Сегодня днем – книги у букиниста (большой французский словарь истории и географии и Аполлодор). Вечерние прогулки (возобновляющиеся, давно не испытанные) по мрачным местам, где хулиганы бьют фонари, пристает щенок, тусклые окна с занавесочками. Девочка идет – издали слышно, точно лошадь тяжело дышит: очевидно, чахотка; она давится от глухого кашля, через несколько шагов наклоняется… Страшный мир.
<…>
20 марта <1912>
<…>
Вчера вечером передо мной пьяный на Большом проспекте на всем ходу соскочил с трамвая, но не вниз (как трезвые), а вверх (как пьяные). Оттого, как упал, так и остался лежать, – и струйка крови текла по лбу. Еще жив, кажется.
24 марта. «Страстная суббота»
«Собирают мнения писателей о самоубийцах. Эти мнения будут читать люди, которые нисколько не собираются кончать жизнь. Прочтут мнение о самоубийстве, потом – телеграмму о том, что где-нибудь кто-нибудь повешен, а где-нибудь какой-нибудь министр покидает свой пост и т. д. и т. д., а потом, не руководствуясь ни тем, ни другим, ни третьим, пойдут по житейским делам, какие кому назначены.
В самом деле, почему живые интересуются кончающими с жизнью? Большей частью по причинам низменным (любопытство, стремление потешить свою праздность, удовольствие от того, что у других еще хуже, чем у тебя, и т. п.). В большинстве случаев люди живут настоящим, т. е. ничем не живут, а так – существуют. Жить можно только будущим. Те же немногие, которые живут, т. е. смотрят в будущее, знают, что десятки видимых причин, заставляющих людей уходить из жизни, ничего до конца не объясняют; за всеми этими причинами стоит одна, большинству живых не видная, не понятная и не интересная.

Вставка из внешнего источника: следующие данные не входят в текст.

PR #3463, opened 2023-08-16
Minimise use of default() dispatcher

aitorvs:
Task/Issue URL: https://app.asana.com/0/1202552961248957/1204763838216666/f

### Description
Use `IO` dispatcher over `default` dispatcher.
Rename the `default` dispatcher to `computation`

### Steps to test this PR
Smoke tests for every feature
https://github.com/duckduckgo/Android/actions/runs/5896386419/job/15994154084 passes

### DIFF
--- a/app-tracking-protection/vpn-impl/src/main/java/com/duckduckgo/mobile/android/vpn/ui/tracker_activity/DeviceShieldActivityFeedFragment.kt
+++ b/app-tracking-protection/vpn-impl/src/main/java/com/duckduckgo/mobile/android/vpn/ui/tracker_activity/DeviceShieldActivityFeedFragment.kt
@@ -87,7 +87,8 @@ class DeviceShieldActivityFeedFragment : DuckDuckGoFragment() {
             adapter = trackerFeedAdapter
         }
 
-        lifecycleScope.launch(dispatcherProvider.io()) {
+        // let calling suspend fun define the thread
+        lifecycleScope.launch {
             viewModel.getMostRecentTrackers(
                 TimeWindow(
                     config.timeWindow.toLong(),
--- a/app-tracking-protection/vpn-impl/src/main/java/com/duckduckgo/mobile/android/vpn/ui/tracker_activity/DeviceShieldActivityFeedFragment.kt
+++ b/app-tracking-protection/vpn-impl/src/main/java/com/duckduckgo/mobile/android/vpn/ui/tracker_activity/DeviceShieldActivityFeedFragment.kt
@@ -28,6 +28,7 @@ import androidx.lifecycle.ViewModelProvider
 import androidx.lifecycle.flowWithLifecycle
 import androidx.lifecycle.lifecycleScope
 import com.duckduckgo.anvil.annotations.InjectWith
+import com.duckduckgo.app.global.DispatcherProvider
 import com.duckduckgo.app.global.DuckDuckGoFragment
 import com.duckduckgo.app.global.FragmentViewModelFactory
 import com.duckduckgo.di.scopes.FragmentScope
@@ -58,6 +59,9 @@ class DeviceShieldActivityFeedFragment : DuckDuckGoFragment() {
     @Inject
     lateinit var trackerFeedAdapter: TrackerFeedAdapter
 
+    @Inject
+    lateinit var dispatcherProvider: DispatcherProvider
+
     private val viewModel: DeviceShieldActivityFeedViewModel by bindViewModel()
     private lateinit var binding: ViewDeviceShieldActivityFeedBinding
 
@@ -83,7 +87,7 @@ class DeviceShieldActivityFeedFragment : DuckDuckGoFragment() {
             adapter = trackerFeedAdapter
         }
 
-        lifecycleScope.launch {
+        lifecycleScope.launch(dispatcherProvider.io()) {
             viewModel.getMostRecentTrackers(
                 TimeWindow(
                     config.timeWindow.toLong(),
@@ -96,7 +100,7 @@ class DeviceShieldActivityFeedFragment : DuckDuckGoFragment() {
                 }
         }
 
-        lifecycleScope.launch {
+        lifecycleScope.launch(dispatcherProvider.io()) {
             viewModel.commands()
                 .flowWithLifecycle(lifecycle, Lifecycle.State.STARTED)
                 .collectLatest { processCommands(it) }
--- a/app/src/main/java/com/duckduckgo/app/about/AboutDuckDuckGoViewModel.kt
+++ b/app/src/main/java/com/duckduckgo/app/about/AboutDuckDuckGoViewModel.kt
@@ -68,7 +68,7 @@ class AboutDuckDuckGoViewModel @Inject constructor(
     fun viewState(): Flow<ViewState> = viewState.onStart {
         val variant = variantManager.getVariant()
 
-        viewModelScope.launch(dispatcherProvider.io()) {
+        viewModelScope.launch {
             viewState.emit(
                 currentViewState().copy(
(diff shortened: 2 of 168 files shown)


aitorvs:
* develop
  * **PR #3463** <a href="https://app.graphite.dev/github/pr/duckduckgo/Android/3463" target="_blank">Graphite</a>  👈

This comment was auto-generated by [Graphite](https://app.graphite.dev/github/pr/duckduckgo/Android/3463?utm_source=stack-comment).

app-tracking-protection/vpn-impl/src/main/java/com/duckduckgo/mobile/android/vpn/ui/tracker_activity/DeviceShieldActivityFeedFragment.kt
```diff
@@ -83,6 +87,7 @@ class DeviceShieldActivityFeedFragment : DuckDuckGoFragment() {
             adapter = trackerFeedAdapter
         }
 
+        // let calling suspend fun define the thread
```
CDRussell, line 90: It's not clear why you'd keep `lifecycleScope.launch` here instead of choosing a dispatcher... Can you elaborate?

app/src/main/java/com/duckduckgo/app/about/AboutDuckDuckGoViewModel.kt
```diff
@@ -43,6 +44,7 @@ class AboutDuckDuckGoViewModel @Inject constructor(
     private val appBuildConfig: AppBuildConfig,
     private val variantManager: VariantManager,
     private val pixel: Pixel,
+    private val dispatcherProvider: DispatcherProvider,
```
CDRussell, line 47: FYI: unused in this class

app/src/main/java/com/duckduckgo/app/launch/LaunchBridgeActivity.kt
```diff
@@ -42,6 +42,7 @@ class LaunchBridgeActivity : DuckDuckGoActivity() {
 
         configureObservers()
 
+        // determineViewToShow() does things with livedata, can't be on IO dispatcher
         lifecycleScope.launch { viewModel.determineViewToShow() }
```
CDRussell, line 46: Two thoughts about this:

1. `viewModel.determineViewToShow()` is `suspend`, so it could handle threading requirements internally meaning this code that calls it shouldn't have to be concerned about how it is called
2. if not wanting to touch `determineViewToShow()` to make 1) true, should we at least be explicit in saying `lifecycleScope.launch(dispatchers.main())` if that is what is needed. i know that functionally it's the same as `lifecycleScope.launch {}` since that defaults to main, but I also dislike it because you need to remember that's the case and would prefer us to be more explicit to help readability if we can.

request-filterer/request-filterer-impl/src/main/java/com/duckduckgo/request/filterer/impl/RequestFiltererImpl.kt
```diff
@@ -81,6 +81,7 @@ class RequestFiltererImpl @Inject constructor(
         currentPage = url
         hasTimeElapsed = false
         if (job?.isActive == true) job?.cancel()
+        // scope is created with context dispatchers.io()
```
CDRussell, line 84: Rather than adding a comment, we could be explicit in using `dispatchers.io()` here. (no strong feelings)

app-tracking-protection/vpn-impl/src/main/java/com/duckduckgo/mobile/android/vpn/ui/tracker_activity/DeviceShieldActivityFeedFragment.kt
aitorvs: I can revert this change for now if you feel strongly. 
After going though all these changes, talking to some ppl and thinking about it for a long time, my high level rational behind for me would be:
* only functions/APIs that (they themselves) perform IO are declared as `suspend` and they specify the `dispatcher`
* any other function (that doesn't do themselves IO) and just call those APIs should be imperative and use `launch` without specifying any dispatcher (ie. we do not mark a function as `suspend` just because it needs to call a suspend function)
  * _Note: I know we currently have cases where we do that (marking a fun as `suspend` just because it calls another `suspend`) when we want to block on the result. I really want to thoroughly review those cases because I am currently not sure how much of it is "need it" vs how much of it is just "code smell"._

Tbf, our (current) usage of `suspend` is a bit "crafty". So this PR is an imperfect first attempt just focused on improving lock contention. After that my proposal would be to discuss how `suspend` should be used in the code base, and enforce as much as we can via static analysis.

request-filterer/request-filterer-impl/src/main/java/com/duckduckgo/request/filterer/impl/RequestFiltererImpl.kt
aitorvs: Not sure I understand/agree with this logic. `scope` is a private property in an impl class. I don't think we need to start guarding mis-usages of private properties/funs inside the same class. Seems unnecessary.

app-tracking-protection/vpn-impl/src/main/java/com/duckduckgo/mobile/android/vpn/ui/tracker_activity/DeviceShieldActivityFeedFragment.kt
CDRussell: I'm not sure on the best answer here, so will first instead try give my (still forming) thoughts.

Looking back at the Asana task description, there is this "Possibly lint check to enforce explicitly picking a context when using launch" which I guess is what it all comes down to. _is it ever valid / good practice to launch without specifying a dispatcher?_. 

- If you'd asked me a month ago, I'd have said "no" 
- but since then I've noticed it feels a bit strange to be specifying a dispatcher (typically now `io`) in a place where it doesn't directly do IO, but instead is just launching because it calls a `suspend` function (your 2nd bullet point).

On the other hand, if you don't specify the dispatcher you will sometimes be using the `default` dispatchers (which this PR is trying to avoid) and sometimes be using the `main` dispatcher depending on which scope you're using. In a perfect world, all `suspend` functions doing something intensive would internally take care of ensuring it uses `io` dispatcher (ideal in my opinion, anyway) so that it shouldn't matter how it was called, but that's definitely not the case in the codebase yet and we do have to be very careful right now about how the coroutine was launched. 


So back to _is it ever valid / good practice to launch without specifying a dispatcher?_

- I think **no** when launching on a scope that would then use the `default` (which we're trying to avoid)
- Technically it would be fine to launch on an activity's `lifecycleScope` or `viewModelScope` without specifying since it wouldn't use `default`.
- But wondering if it's just simpler to be explicit at all times, rather than allowing it sometimes for some scopes but not others. It's not hard to be deliberate and specify the `main()` dispatcher if that's what you're wanting.

So no, I don't feel strongly and indeed I'm still trying to form an opinion on some of this.

request-filterer/request-filterer-impl/src/main/java/com/duckduckgo/request/filterer/impl/RequestFiltererImpl.kt
CDRussell: It's more that you felt the need to add a comment at all, which indicates the line of code itself isn't self-explanatory. To make the line of code clearer in its intent, you can either comment it (like you have) or explicitly add the dispatcher which is more self-documenting.

Doesn't matter too though; the comment also makes the intent of the line clear.

Issue #3250, opened 2023-06-09
[Bug] there isn't full screen support for youtube videos.


minischoolX:
### Describe the bug

hello everyone!

I use DuckDuckGo Android for my mobile phone. I simply love it. However there is one annoying issue I encounter every single time I browse youtube.

### How to Reproduce

<strong>How to Reproduce *</strong>
Steps to reproduce the behaviour

    1. Go to 'youtube.com' or 'm.youtube.com'
    2. Click on any video to watch
    3. try to enter full screen by clicking box icon inside video placeholder
    4. See error (we indeed enter full-screen mode but it isn't the expected behaviour of full-screen. 
       what I mean here is in other browsers like chrome automatically switches to landscape mode, 
       which isn't the case with our browser)

### Expected behavior

<strong>Expected behaviour *</strong>

While entering full-screen mode the video shall automatically rotate to landscape mode. which is default behaviour of the website.

### Environment

```markdown
- DDG App Version: Latest and probably all previous versions
- Device: Redmi S2 and assuming we could reproduce this on all devices.
- OS: Android 12 and assuming we could reproduce this on all OS.
```

growabeard:
This seems to be fixed, can it be closed?

PR #3478, opened 2023-08-18
Request landscape orientation when going full screen

mtsyh:
Task/Issue URL: https://github.com/duckduckgo/Android/issues/3250

### Steps to test this PR
* Open a YouTube video
* After playback starts, tap the full screen button
* Observe full screen playback **in landscape mode** rather than portrait

### Notes
* Unfortunately, Android seems to have removed [the onShowCustomView API
](https://developer.android.com/reference/android/webkit/WebChromeClient#onShowCustomView(android.view.View,%20int,%20android.webkit.WebChromeClient.CustomViewCallback)) which allowed the WebView to specify full screen orientation. In that case, we might want to force landscape, as in this PR, because our browser orientation seems to be locked in portrait.
* I left the code which allows the WebView to specify the orientation, in case someone had feedback on another way we could find the requested orientation. If there is no longer any way to do this on Android, we can remove this code and just set landscape in `toggleFullScreen` without piping through `BrowserViewState`.

### UI changes
| Before  | After |
| ------ | ----- |
Before - Portrait|After - Landscape|

### DIFF
--- a/app/src/main/java/com/duckduckgo/app/browser/BrowserChromeClient.kt
+++ b/app/src/main/java/com/duckduckgo/app/browser/BrowserChromeClient.kt
@@ -16,6 +16,7 @@
 
 package com.duckduckgo.app.browser
 
+import android.content.pm.ActivityInfo
 import android.graphics.Bitmap
 import android.net.Uri
 import android.os.Message
@@ -47,6 +48,7 @@ class BrowserChromeClient @Inject constructor(
 
     override fun onShowCustomView(
         view: View,
+        /* requestedOrientation: Int, */
         callback: CustomViewCallback?,
     ) {
         Timber.d("on show custom view")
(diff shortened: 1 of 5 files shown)


app/src/main/java/com/duckduckgo/app/browser/BrowserChromeClient.kt
```diff
@@ -56,7 +58,7 @@ class BrowserChromeClient @Inject constructor(
         }
 
         customView = view
-        webViewClientListener?.goFullScreen(view)
```
mtsyh, line 59: The commented code here demonstrates what was possible with the previous API. Since there isn't currently a way to retrieve `requestedOrientation` from the WebView we default to `SCREEN_ORIENTATION_LANDSCAPE`.

cmonfortep:
Sorry for the late response here. We are currently checking staled PRs, and we are closing this one as per our [contributions guidelines](https://github.com/duckduckgo/Android/blob/develop/TRANSLATIONS.md#improve-language-translations), we only accept contributions for accepted issues and labeled as Help Wanted. Thanks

Если я скажу, что думаю, т. е. что причину эту можно прочесть в зорях вечерних и утренних, то меня поймут только мои собратья, а также иные из тех, кто уже держит револьвер в руке или затягивает петлю на шее; а «деловые люди» только лишний раз посмеются; но все-таки я хочу сказать, что самоубийств было бы меньше, если бы люди научились лучше читать небесные знаки».
<…>
1 декабря <1912>
Нет, в теперешнем моем состоянии (жестокость, угловатость, взрослость, болезнь) я не умею и я не имею права говорить больше, чем о человеческом. Моя тема – совсем не «Крест и Роза», – этим я не овладею. Пусть будет – судьба человеческая, неудачника, и, если я сумею «умалиться» перед искусством, может мелькнуть кому-нибудь сквозь мою тему – большее. То есть: моя строгость к самому себе и «скромность» изо всех сил могут помочь пьесе – стать произведением искусства, а произведение искусства есть существо движущееся, а не покоящийся труп.
<…>
10 февраля <1913>
Четвертая годовщина смерти Мити (сын Л. Д. Блок. – Сост.). Был бы теперь 5-й год.
Третья годовщина смерти В. Ф. Коммиссаржевской.
Только музыка необходима. Физически другой. Бодрость, рад солнцу, хоть и сквозь мороз.